---------- RECORDS SUPPLIED
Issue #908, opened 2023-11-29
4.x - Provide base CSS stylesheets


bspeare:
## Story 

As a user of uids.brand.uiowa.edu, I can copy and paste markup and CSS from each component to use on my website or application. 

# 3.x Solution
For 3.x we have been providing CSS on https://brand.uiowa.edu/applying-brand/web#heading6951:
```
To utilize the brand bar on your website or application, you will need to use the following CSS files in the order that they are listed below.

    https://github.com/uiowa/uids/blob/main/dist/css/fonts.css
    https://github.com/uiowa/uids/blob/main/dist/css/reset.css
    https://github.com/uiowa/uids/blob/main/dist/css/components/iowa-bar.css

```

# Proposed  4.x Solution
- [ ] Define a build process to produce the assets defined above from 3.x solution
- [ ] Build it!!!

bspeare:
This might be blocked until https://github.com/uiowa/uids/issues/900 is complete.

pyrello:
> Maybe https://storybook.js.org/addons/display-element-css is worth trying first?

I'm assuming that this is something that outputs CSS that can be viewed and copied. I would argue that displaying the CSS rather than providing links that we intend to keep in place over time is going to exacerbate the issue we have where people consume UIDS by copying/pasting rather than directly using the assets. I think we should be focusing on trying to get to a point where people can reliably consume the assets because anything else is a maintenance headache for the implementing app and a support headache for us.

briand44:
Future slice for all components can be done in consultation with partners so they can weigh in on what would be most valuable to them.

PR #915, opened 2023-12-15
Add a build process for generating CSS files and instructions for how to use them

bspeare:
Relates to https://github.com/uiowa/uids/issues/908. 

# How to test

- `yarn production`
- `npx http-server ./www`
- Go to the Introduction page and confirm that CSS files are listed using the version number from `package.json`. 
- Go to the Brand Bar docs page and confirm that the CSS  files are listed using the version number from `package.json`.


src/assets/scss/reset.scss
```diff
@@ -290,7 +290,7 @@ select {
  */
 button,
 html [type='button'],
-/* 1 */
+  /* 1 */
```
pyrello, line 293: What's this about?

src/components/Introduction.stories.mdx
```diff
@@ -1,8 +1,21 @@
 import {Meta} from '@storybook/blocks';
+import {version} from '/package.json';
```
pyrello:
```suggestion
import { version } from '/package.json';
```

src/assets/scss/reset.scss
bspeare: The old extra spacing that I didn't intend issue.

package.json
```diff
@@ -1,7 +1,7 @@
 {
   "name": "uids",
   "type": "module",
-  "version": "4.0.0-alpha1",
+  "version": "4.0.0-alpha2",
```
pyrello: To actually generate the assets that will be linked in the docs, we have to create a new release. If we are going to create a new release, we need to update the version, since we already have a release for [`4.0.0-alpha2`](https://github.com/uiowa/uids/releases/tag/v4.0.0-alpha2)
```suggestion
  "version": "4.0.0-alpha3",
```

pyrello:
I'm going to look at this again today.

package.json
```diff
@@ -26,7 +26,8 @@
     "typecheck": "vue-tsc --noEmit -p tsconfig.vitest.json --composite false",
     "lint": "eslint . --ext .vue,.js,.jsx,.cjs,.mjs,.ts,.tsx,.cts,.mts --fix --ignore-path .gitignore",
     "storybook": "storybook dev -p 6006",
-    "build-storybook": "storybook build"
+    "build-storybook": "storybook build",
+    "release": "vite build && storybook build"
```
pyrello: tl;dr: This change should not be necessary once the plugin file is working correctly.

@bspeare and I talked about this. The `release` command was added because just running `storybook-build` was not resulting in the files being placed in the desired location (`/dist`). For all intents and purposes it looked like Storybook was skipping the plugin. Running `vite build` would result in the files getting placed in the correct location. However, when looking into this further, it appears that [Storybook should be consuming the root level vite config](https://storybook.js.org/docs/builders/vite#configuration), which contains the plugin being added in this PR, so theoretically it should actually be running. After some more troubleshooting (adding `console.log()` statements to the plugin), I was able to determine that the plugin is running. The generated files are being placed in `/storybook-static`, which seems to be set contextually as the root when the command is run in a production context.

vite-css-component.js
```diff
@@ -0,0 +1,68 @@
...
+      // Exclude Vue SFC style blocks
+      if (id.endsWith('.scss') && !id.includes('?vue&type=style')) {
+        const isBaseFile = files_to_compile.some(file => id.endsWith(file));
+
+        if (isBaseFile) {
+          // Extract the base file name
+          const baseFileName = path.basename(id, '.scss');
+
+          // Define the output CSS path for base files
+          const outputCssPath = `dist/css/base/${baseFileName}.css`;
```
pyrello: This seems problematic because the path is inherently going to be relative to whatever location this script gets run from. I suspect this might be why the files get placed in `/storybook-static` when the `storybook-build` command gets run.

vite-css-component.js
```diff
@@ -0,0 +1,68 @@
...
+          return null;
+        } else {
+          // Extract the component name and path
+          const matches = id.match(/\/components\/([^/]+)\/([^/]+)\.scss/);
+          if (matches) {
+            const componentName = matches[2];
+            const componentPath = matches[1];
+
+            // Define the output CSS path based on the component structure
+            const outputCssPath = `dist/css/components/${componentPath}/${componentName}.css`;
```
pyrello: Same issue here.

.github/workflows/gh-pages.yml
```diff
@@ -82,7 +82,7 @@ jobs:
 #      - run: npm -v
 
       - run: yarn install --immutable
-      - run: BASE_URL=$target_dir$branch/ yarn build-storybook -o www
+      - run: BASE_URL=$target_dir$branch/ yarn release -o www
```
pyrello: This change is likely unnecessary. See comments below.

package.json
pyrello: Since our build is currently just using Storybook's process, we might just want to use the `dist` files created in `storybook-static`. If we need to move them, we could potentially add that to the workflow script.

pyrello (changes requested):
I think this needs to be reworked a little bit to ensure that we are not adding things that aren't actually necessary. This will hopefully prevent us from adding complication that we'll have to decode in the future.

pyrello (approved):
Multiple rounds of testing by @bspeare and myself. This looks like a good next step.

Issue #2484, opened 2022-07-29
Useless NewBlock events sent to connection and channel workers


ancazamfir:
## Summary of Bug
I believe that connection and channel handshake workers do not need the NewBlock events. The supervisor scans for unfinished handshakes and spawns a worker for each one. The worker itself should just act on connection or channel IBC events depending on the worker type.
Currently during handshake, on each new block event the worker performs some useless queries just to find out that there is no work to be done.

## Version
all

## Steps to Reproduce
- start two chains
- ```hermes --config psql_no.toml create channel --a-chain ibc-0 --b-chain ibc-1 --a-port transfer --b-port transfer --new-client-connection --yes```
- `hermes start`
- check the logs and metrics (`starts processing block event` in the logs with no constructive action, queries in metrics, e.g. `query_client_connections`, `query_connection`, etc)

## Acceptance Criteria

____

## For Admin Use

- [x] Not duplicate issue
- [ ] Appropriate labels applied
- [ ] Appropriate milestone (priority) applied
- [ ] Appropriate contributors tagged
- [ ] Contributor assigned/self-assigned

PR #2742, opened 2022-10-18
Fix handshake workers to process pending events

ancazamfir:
--------------------
EXERCISE BRIEF -> Would you transcribe the whole listing, keeping every character the same?

PROBLEM SOLUTION ->
Issue #908, opened 2023-11-29
4.x - Provide base CSS stylesheets


bspeare:
## Story 

As a user of uids.brand.uiowa.edu, I can copy and paste markup and CSS from each component to use on my website or application. 

# 3.x Solution
For 3.x we have been providing CSS on https://brand.uiowa.edu/applying-brand/web#heading6951:
```
To utilize the brand bar on your website or application, you will need to use the following CSS files in the order that they are listed below.

    https://github.com/uiowa/uids/blob/main/dist/css/fonts.css
    https://github.com/uiowa/uids/blob/main/dist/css/reset.css
    https://github.com/uiowa/uids/blob/main/dist/css/components/iowa-bar.css

```

# Proposed  4.x Solution
- [ ] Define a build process to produce the assets defined above from 3.x solution
- [ ] Build it!!!

bspeare:
This might be blocked until https://github.com/uiowa/uids/issues/900 is complete.

pyrello:
> Maybe https://storybook.js.org/addons/display-element-css is worth trying first?

I'm assuming that this is something that outputs CSS that can be viewed and copied. I would argue that displaying the CSS rather than providing links that we intend to keep in place over time is going to exacerbate the issue we have where people consume UIDS by copying/pasting rather than directly using the assets. I think we should be focusing on trying to get to a point where people can reliably consume the assets because anything else is a maintenance headache for the implementing app and a support headache for us.

briand44:
Future slice for all components can be done in consultation with partners so they can weigh in on what would be most valuable to them.

PR #915, opened 2023-12-15
Add a build process for generating CSS files and instructions for how to use them

bspeare:
Relates to https://github.com/uiowa/uids/issues/908. 

# How to test

- `yarn production`
- `npx http-server ./www`
- Go to the Introduction page and confirm that CSS files are listed using the version number from `package.json`. 
- Go to the Brand Bar docs page and confirm that the CSS  files are listed using the version number from `package.json`.


src/assets/scss/reset.scss
```diff
@@ -290,7 +290,7 @@ select {
  */
 button,
 html [type='button'],
-/* 1 */
+  /* 1 */
```
pyrello, line 293: What's this about?

src/components/Introduction.stories.mdx
```diff
@@ -1,8 +1,21 @@
 import {Meta} from '@storybook/blocks';
+import {version} from '/package.json';
```
pyrello:
```suggestion
import { version } from '/package.json';
```

src/assets/scss/reset.scss
bspeare: The old extra spacing that I didn't intend issue.

package.json
```diff
@@ -1,7 +1,7 @@
 {
   "name": "uids",
   "type": "module",
-  "version": "4.0.0-alpha1",
+  "version": "4.0.0-alpha2",
```
pyrello: To actually generate the assets that will be linked in the docs, we have to create a new release. If we are going to create a new release, we need to update the version, since we already have a release for [`4.0.0-alpha2`](https://github.com/uiowa/uids/releases/tag/v4.0.0-alpha2)
```suggestion
  "version": "4.0.0-alpha3",
```

pyrello:
I'm going to look at this again today.

package.json
```diff
@@ -26,7 +26,8 @@
     "typecheck": "vue-tsc --noEmit -p tsconfig.vitest.json --composite false",
     "lint": "eslint . --ext .vue,.js,.jsx,.cjs,.mjs,.ts,.tsx,.cts,.mts --fix --ignore-path .gitignore",
     "storybook": "storybook dev -p 6006",
-    "build-storybook": "storybook build"
+    "build-storybook": "storybook build",
+    "release": "vite build && storybook build"
```
pyrello: tl;dr: This change should not be necessary once the plugin file is working correctly.

@bspeare and I talked about this. The `release` command was added because just running `storybook-build` was not resulting in the files being placed in the desired location (`/dist`). For all intents and purposes it looked like Storybook was skipping the plugin. Running `vite build` would result in the files getting placed in the correct location. However, when looking into this further, it appears that [Storybook should be consuming the root level vite config](https://storybook.js.org/docs/builders/vite#configuration), which contains the plugin being added in this PR, so theoretically it should actually be running. After some more troubleshooting (adding `console.log()` statements to the plugin), I was able to determine that the plugin is running. The generated files are being placed in `/storybook-static`, which seems to be set contextually as the root when the command is run in a production context.

vite-css-component.js
```diff
@@ -0,0 +1,68 @@
...
+      // Exclude Vue SFC style blocks
+      if (id.endsWith('.scss') && !id.includes('?vue&type=style')) {
+        const isBaseFile = files_to_compile.some(file => id.endsWith(file));
+
+        if (isBaseFile) {
+          // Extract the base file name
+          const baseFileName = path.basename(id, '.scss');
+
+          // Define the output CSS path for base files
+          const outputCssPath = `dist/css/base/${baseFileName}.css`;
```
pyrello: This seems problematic because the path is inherently going to be relative to whatever location this script gets run from. I suspect this might be why the files get placed in `/storybook-static` when the `storybook-build` command gets run.

vite-css-component.js
```diff
@@ -0,0 +1,68 @@
...
+          return null;
+        } else {
+          // Extract the component name and path
+          const matches = id.match(/\/components\/([^/]+)\/([^/]+)\.scss/);
+          if (matches) {
+            const componentName = matches[2];
+            const componentPath = matches[1];
+
+            // Define the output CSS path based on the component structure
+            const outputCssPath = `dist/css/components/${componentPath}/${componentName}.css`;
```
pyrello: Same issue here.

.github/workflows/gh-pages.yml
```diff
@@ -82,7 +82,7 @@ jobs:
 #      - run: npm -v
 
       - run: yarn install --immutable
-      - run: BASE_URL=$target_dir$branch/ yarn build-storybook -o www
+      - run: BASE_URL=$target_dir$branch/ yarn release -o www
```
pyrello: This change is likely unnecessary. See comments below.

package.json
pyrello: Since our build is currently just using Storybook's process, we might just want to use the `dist` files created in `storybook-static`. If we need to move them, we could potentially add that to the workflow script.

pyrello (changes requested):
I think this needs to be reworked a little bit to ensure that we are not adding things that aren't actually necessary. This will hopefully prevent us from adding complication that we'll have to decode in the future.

pyrello (approved):
Multiple rounds of testing by @bspeare and myself. This looks like a good next step.

Issue #2484, opened 2022-07-29
Useless NewBlock events sent to connection and channel workers


ancazamfir:
## Summary of Bug
I believe that connection and channel handshake workers do not need the NewBlock events. The supervisor scans for unfinished handshakes and spawns a worker for each one. The worker itself should just act on connection or channel IBC events depending on the worker type.
Currently during handshake, on each new block event the worker performs some useless queries just to find out that there is no work to be done.

## Version
all

## Steps to Reproduce
- start two chains
- ```hermes --config psql_no.toml create channel --a-chain ibc-0 --b-chain ibc-1 --a-port transfer --b-port transfer --new-client-connection --yes```
- `hermes start`
- check the logs and metrics (`starts processing block event` in the logs with no constructive action, queries in metrics, e.g. `query_client_connections`, `query_connection`, etc)

## Acceptance Criteria

____

## For Admin Use

- [x] Not duplicate issue
- [ ] Appropriate labels applied
- [ ] Appropriate milestone (priority) applied
- [ ] Appropriate contributors tagged
- [ ] Contributor assigned/self-assigned

PR #2742, opened 2022-10-18
Fix handshake workers to process pending events

ancazamfir:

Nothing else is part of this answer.